Profondément dramatique, l’œuvre renferme une musique d'une immense beauté à travers sa constante inventivité. Ainsi du duo a cappella entre Grimes et Ellen, à la première scène de l'acte I, chanté dans des tonalités opposées mais se rejoignant en un poignant unisson sur la ligne de chant de la jeune femme. De la fugue ad libitum sur le refrain ''Old Joe has gone fishing'' qu'entonnent les divers personnages réunis à l'auberge (acte I/2), un jour de mauvais temps que signale le claquement de la porte résistant au vent lors de l'entrée de chaque client ; chant auquel se joint Grimes qui s'y est aussi réfugié. Étonnants encore les effets de spatialisation distinguant plusieurs scènes, où la trame se dédouble dans des climats sonores distincts. Ainsi, devant l'église au début de l'acte II, du monologue d'Ellen devant l'apprenti, que rejoint Grimes pour un vif échange, lorsque dedans l'office se poursuit immuable. Même procédé de distanciation sonore lors de la procession des gens du village partis s'enquérir de la réalité des faits et gestes du marin à propos du nouvel apprenti, tandis que Grimes dans sa cabane s'apprête à envoyer le jeune à l'ouvrage : le contrepoint entre les deux atmosphères est saisissant quant à l'impression de vide et de calme apparent que perçoivent les visiteurs. Plus tard encore, les cris de la foule scandant le nom de Peter Grimes, d'abord au premier plan puis au lointain, tandis que celui-ci, seul sur la grève, est pris d'hallucination.
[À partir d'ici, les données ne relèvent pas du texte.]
Issue #304, opened 2018-10-19
Fetch Scores for Apiaries


rajadain:
- [x] When an apiary is added, trigger request for scores from back-end
- [x] When forage range is changed, trigger request for scores from back-end

fungjj92:
Consider setting up this process to help #338 whereby the workflow is:
adding apiary --> save Apiary to database --> fetch data --> return Apiary from DB

PR #344, opened 2018-11-16
Frontend fetches real data

fungjj92:
## Overview

The fetch endpoint for data already existed for a location/forage range/indicators. The front end has enough structure to request real data now instead of using mock dummy data. This PR hooks up the front and back ends officially and sets up the flow for when the database exists, authentication exists, and we save apiaries there.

PeterGrimes Britten concert
Une des scènes de l'opéra lors du concert, avec Stuart Skelton/Peter Grimes (2ème à droite) & Roderick Williams/Balstrode ©Mark Allan/The Guardian

Peter Grimes est d'abord un opéra de chef. Britten lui-même l'a montré dans son propre enregistrement, devenu légendaire (Decca). Edward Gardner reprend le flambeau après bien d'autres, tels Haitink (EMI) ou Colin Davis (Philips). Et sa direction distingue cette nouvelle version par son vrai sens du théâtre, son raffinement instrumental que les musiciens du Bergen Philharmonic restituent avec brio. Par un sûr flair aussi pour les changements de dynamique quant à l'accompagnement des voix, particulièrement en évidence dans les ensembles d'une redoutable complexité dont il extirpe l'irrépressible tension. Bien sûr, cette vision atteint son sommet lors des six Interludes qui signent la couleur marine de l'opéra. Que ce soit les morceaux traduisant une sérénité apparente teintée d'arrière-plan grondant (Interlude I) ou la limpidité de ''Dimanche matin'', une toccata allègre débordant de lumière (Interlude III), ou encore ''Au clair de lune'', musique comme hors du temps, ponctuée d'interjections des bois dans un tempo retenu (Interlude V). Les morceaux plus agités ne sont pas moins âprement dessinés, Ainsi du déchaînement tempétueux effrayant de l'Interlude II, vrai hymne à la puissance de la mer, d'une rare intensité descriptive dans ses traits syncopés et ses explosions de cuivres évoquant la férocité des forces qui s'opposent, soudain traversé d'une accalmie conduisant à une modulation finale ppp. L'Interlude IV séparant les deux scènes de l'acte II, en forme de Passacaille, atteint à une maîtrise suprême. Bâti sur un ostinato des basses que traverse un solo d'alto, il évoque à la fois la résolution de Grimes et la fragilité de l'enfant. Les diverses variations conduisant à une saisissante amplification de tout l'orchestre, à la mesure de l'ampleur du drame imminent. L'ultime, au médian de l'acte III, est peut-être le plus étonnant de son accord immuable ppp des cors en sourdine, où s'agrègent les divers thèmes de l’œuvre, avant un formidable crescendo, prélude au dernier et déchirant monologue de Grimes, entre résignation et hallucination.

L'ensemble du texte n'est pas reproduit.